Not every club has taken the Beaties’ lead, but Eastwood did and took one of their games against Norths to Cowra.
They’re small steps, but important ones as historic Sydney clubs look to strengthen ties with country rugby. It’s great to see.
T – Tink
Strong opening term to his three-year deal at the helm of Central West. Plenty of work still to be done, but Tink is on the right track.
U – Undefeated
Narromine. The only side to do it. Incredible from the Gorillas, especially in the face of an almighty challenge from Parkes on grand final day.
These old blokes up at Narromine continue to prove age is just a number.
V – Voodoo
There’s some odd magic that curses the Bulldogs every time they head west on the Mitchell Highway.
The Bathurst club hasn’t won at Endeavour Oval in Orange since the Dogs beat Emus 28-17 in round 10 of 2010 – that’s right, nine seasons.
In 2018, Emus and Bulldogs clashed on four occasions at Chook Park, the hosts coming up trumps each time.
54 | Emus try!! They're full of running at the moment.— Nick McGrath (@nickmcgrath4) August 25, 2018
Huge scrum and the greens pack works their way forward, Scott McLean the try-scorer! Nigel from the sideline is good, so clutch.
It's now all of a sudden Emus up 23-11 #CWRU18pic.twitter.com/ESBJazzyKT
It’s a brilliant run of outs – can the Dogs break the curse in 2019?
W – Woolmington
Shoulders, McLaren and co. might have come away with the bikkies in the grand final, but the first Westfund Ferguson Cup undoubtedly belonged to the CSU star, Claire Woolmington.

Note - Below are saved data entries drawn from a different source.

PR #2819, opened 2026-07-29
Fix hang when the chunk buffer is smaller than the input buffer.

### LINKED ISSUE #2818: Full backup stalls near completion with CPU pegged in storageWriteGcs/bufCatSub when writing many small files to GCS repo with bundling enabled (2.58.0 and 2.59.0)
**Environment:**
- pgBackRest 2.58.0 (original occurrence), reproduced again after upgrading to 2.59.0
- Repo type: GCS (`repo1-type=gcs`), with `repo1-block=y` and `repo1-bundle=y` enabled
- OS: Rocky Linux 8.10, PostgreSQL 15
- Backup source: standby (`backup-standby=y`), remote `pg1-host`/`pg2-host` topology (primary + standby, backup run from a separate repo host)
- Database: multi-TB scale, very high relation/file count (large number of small/zero-byte data files relative to total data volume)

**Config (anonymized):**
```ini
[global]
repo1-type=gcs
repo1-path=/example_stanza/repository
repo1-gcs-bucket=<redacted-gcs-bucket>
repo1-gcs-key=/var/lib/pgsql/backup-service-key.json
repo1-block=y
repo1-bundle=y
log-level-console=detail
log-level-file=detail
log-path=/var/log/pgbackrest
start-fast=y
log-subprocess=y
delta=y
process-max=4
archive-async=y
spool-path=/var/spool/pgbackrest
archive-timeout=120
buffer-size=16MB

[global:backup]
process-max=10
[global:restore]
process-max=8
[global:archive-push]
process-max=8
[global:archive-get]
process-max=8

[example_stanza]
pg1-host=primary-host
pg1-path=/data/pgdata15
pg2-host=standby-host
pg2-path=/data/pgdata15
backup-standby=y
repo1-retention-full=4
```

**Symptom:**
Full backup (`--type=full --repo1-retention-full=999`) proceeds normally, then stalls near completion — `pgbackrest info` reports ~99.66% complete and stops advancing. The `backup:local` worker process remains alive and pegged at 100% CPU for 2+ hours with no further log output (log level `detail`), while:
- `/proc/<pid>/syscall` repeatedly shows `running` (not blocked in any syscall)
- `wchan` is `0`
- No sockets attributable to the process at the OS level during the stall

Immediately before the stall, the log shows a rapid burst of entries for many small/0-byte files being backed up from the standby host, suggesting the stall correlates with the tail of the backup where remaining files are numerous and tiny.

**Profiling:**
`perf record -p <pid> -g --call-graph=dwarf -- sleep 30` during the stall shows:
```
74.88%  storageWriteGcs
  74.16% storageWriteGcs
    61.82% storageWrite → ioWrite → ioCopy → backupFile → backupFileProtocol
    12.34% storageWriteGcs → storageWrite → ioWrite → ioCopy → backupFile → backupFileProtocol   (self-recursion)
  0.72%  bufRemains (inlined) → storageWriteGcs → ...

25.11%  bufCatSub
  25.08% bufCatSub → storageWriteGcs → storageWrite → ioWrite → ioCopy → backupFile → backupFileProtocol
```
Essentially all CPU time is self-time inside `storageWriteGcs`/`bufCatSub`; kernel-side network transmission functions appear in the raw sample set but at ~0% overhead, indicating actual data transmission is a negligible fraction of the work being done.

**Hypothesis:** With `repo1-bundle=y` enabled, many small files get packed together into a shared bundle object before being written to the repo. If bundling accumulates each file's content into a shared buffer via repeated `bufCatSub` calls without O(1) amortized append (e.g. re-copying already-accumulated buffer content on each append rather than growing geometrically), a workload with an unusually high count of small/zero-byte files could produce a stall that scales quadratically with file count rather than linearly with data volume — matching what we observed.

**Question for maintainers:** Is this a known interaction between `repo1-bundle`/`repo1-block` and the GCS write path's buffer handling? Would disabling bundling (`repo1-bundle=n`) be expected to avoid this, and if so, is that recommended for very-high-file-count databases, or is there a bundle-size tuning knob that would help?

dwsteele:
The chunk buffer used for S3/GCS/Azure multi-part upload is only written when it contains exactly chunk size bytes, so when the chunk buffer is allocated smaller than chunk size and fills up, no more data can be copied into it and no write is triggered, which results in an infinite loop.

This could happen when chunk size grew after a chunk was written, since the chunk buffer was resized only once before the copy loop, or when the chunk buffer had been sized exactly to fit a prior partial write and doubling was not enough to hold the next input buffer.

Resize the chunk buffer in the copy loop and make sure it is always large enough to hold the entire input buffer, unless max chunk size has been reached. Also grow the chunk buffer aggressively when it is not empty, since in that case more data is likely no matter how full the input buffer is.


dAdAbird (approved):
LGTM!

src/storage/write.c
hunleyd, line 1: storageWriteChunkBufferResize() was moved inside the copy loop but still takes the caller's whole input buffer and since bufUsed(input) reports total size on iteration 2+ the required-size calculation overcounts by bytesTotal, i think. it appears bounded by chunkSizeMax so it's just wasted allocation/copy.

hunleyd (changes requested):

src/storage/write.c
dwsteele: Good catch! The extra allocation was bounded and zero for common cases, but no reason to leave bytes on the floor due to bad math. Fixed in 61f3ddf4129.

hunleyd (changes requested):
fair warning, claude helped with this:
`src/storage/write.c:273-295`
```diff
       ASSERT(input != NULL);
       ASSERT(inputOffset <= bufUsed(input));
       ASSERT(chunk != NULL);
       ASSERT(chunkSizeMax > 0);
  +    ASSERT(bufSize(chunk) <= chunkSizeMax);

       // Resize chunk buffer if it cannot hold the remaining input and is less than max chunk size
       if (chunkSizeRequired > bufSize(chunk) && bufSize(chunk) < chunkSizeMax)
       {
  -        size_t chunkSize;
  +        // Chunk size must be at least large enough to hold the remaining input
  +        size_t chunkSize = chunkSizeRequired;

  -        // If the input buffer is full or the chunk buffer is not empty there is very likely more data so increase size of the
  chunk
  -        // buffer aggressively
  +        // If the input buffer is full or the chunk buffer is not empty there is very likely more data coming, so increase the
  chunk
  +        // buffer size aggressively rather than resizing repeatedly as small amounts of data arrive
           if (bufFull(input) || !bufEmpty(chunk))
           {
  -            // If this is the first write set chunk size equal to double the input buffer size
  -            if (bufSize(chunk) == 0)
  -            {
  -                chunkSize = bufSize(input) * 2;
  -            }
  -            // Else double chunk size so as not to resize the chunk buffer too many times since prior data must be copied
  -            else
  -                chunkSize = bufSize(chunk) * 2;
  -
  -            // Chunk size must be large enough to hold the remaining input
  -            if (chunkSize < chunkSizeRequired)
  -                chunkSize = chunkSizeRequired;
  +            // If this is the first write set chunk size equal to double the input buffer size, else double the current chunk size
  +            const size_t chunkSizeDouble = bufSize(chunk) == 0 ? bufSize(input) * 2 : bufSize(chunk) * 2;
  +
  +            if (chunkSizeDouble > chunkSize)
  +                chunkSize = chunkSizeDouble;
           }
  -        // Else no more writes are expected so allocate only what is needed
  -        else
  -            chunkSize = chunkSizeRequired;
  ```
test/src/module/storage/posixTest.c:1013
```diff
+        Buffer *const chunkInputLarge = bufNew(18);
  +        Buffer *const chunkBufferRequired = bufNew(2);
  +
  +        bufUsedSet(chunkInputLarge, 18);
  +        TEST_RESULT_VOID(
  +            storageWriteChunkBufferResize(chunkInputLarge, 0, chunkBufferRequired, 40),
  +            "resize when required size exceeds doubled size");
  +        TEST_RESULT_UINT(bufSize(chunkBufferRequired), 18, "chunk buffer sized for required, not doubled");
  +
  +        Buffer *const chunkInputHuge = bufNew(20);
  +        Buffer *const chunkBufferMax = bufNew(4);
  +
  +        bufUsedSet(chunkInputHuge, 20);
  +        TEST_RESULT_VOID(
  +            storageWriteChunkBufferResize(chunkInputHuge, 0, chunkBufferMax, 10), "resize when required size exceeds chunk size
  max");
  +        TEST_RESULT_UINT(bufSize(chunkBufferMax), 10, "chunk buffer capped at chunk size max");
```
doc/xml/release/2020s/2026/2.60.0.xml:2
```diff
<release-core-list>
  +        <release-bug-list>
  +            <release-item>
  +                <github-pull-request id="2819"/>
  +
  +                <release-item-contributor-list>
  +                    <release-item-contributor id="david.steele"/>
  +                </release-item-contributor-list>
  +
  +                <p>Fix hang on S3/GCS/Azure multi-part upload when the chunk buffer is too small to hold the next chunk.</p>
  +            </release-item>
  +        </release-bug-list>
  +
```

probably not for this PR but for a follow-up, in `src/storage/s3` (and azure/gcs), the copy loop is byte-for-byte identical across all three drivers except field names, and this bug had to be patched three times because of it. could you not hoist the loop into src/storage/write.c behind a driver callback (flush + return next chunk size), collapsing each driver's write function to one call and making storageWriteChunkBufferResize a static internal with no inputOffset parameter?

dwsteele:
> fair warning, claude helped with this:

This is really the same algorithm, just restated, and I don't prefer it. The new ASSERT() breaks existing tests that are designed to check the robustness of the code. True in production code, but a problem for our testing.

I did like part of the new comments better, though, so applied that in b1e7f97b9e647a8.

> probably not for this PR but for a follow-up, in src/storage/s3 (and azure/gcs), the copy loop is byte-for-byte identical across all three drivers except field names

They aren't really because each driver's *Async() function (e.g. storageWriteS3PartAsync()) has a different signature. These could be unified but would require changing the interface, adding a new struct to handle the different handling in the GCS driver, etc. This may be worthwhile but not something I want to take on right now.

If you feels strongly about it feel free to submit a patch once this one is in.

hunleyd (approved):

Speed and a brilliant ability to read the game, the cross-code star is one to watch as the women’s game continues to grow.
FERGUSON CUP GLORY FOR SHOULDERS: Bulldogs’ girls go back-to-back in CWRU’s women’s title race
X – Can X be for xpansion? In this case, why not ...
Young, Boorawa, Harden, Cootamundra …. the Central West’s invasion south is a huge boon for the game in the region, and makes the now-named Oilsplus Cup south west premiership race one of the best in Central West.
Y – Yardstick
Sharnah Stevens was just that in 2018, in terms of point-scoring for the whole region.
She scored points for fun, basically, the West Wyalong powerhouse storming to 281 points – including a simply incredible 37 tries – in just 13 games for the red and blacks.
Z – Zyzzyva
No idea what it means, and certainly not a rugby term, but dish this bad boy out on a triple-word-score in a game of scrabble and it’s worth 129 points. Game over.
See you in 2019.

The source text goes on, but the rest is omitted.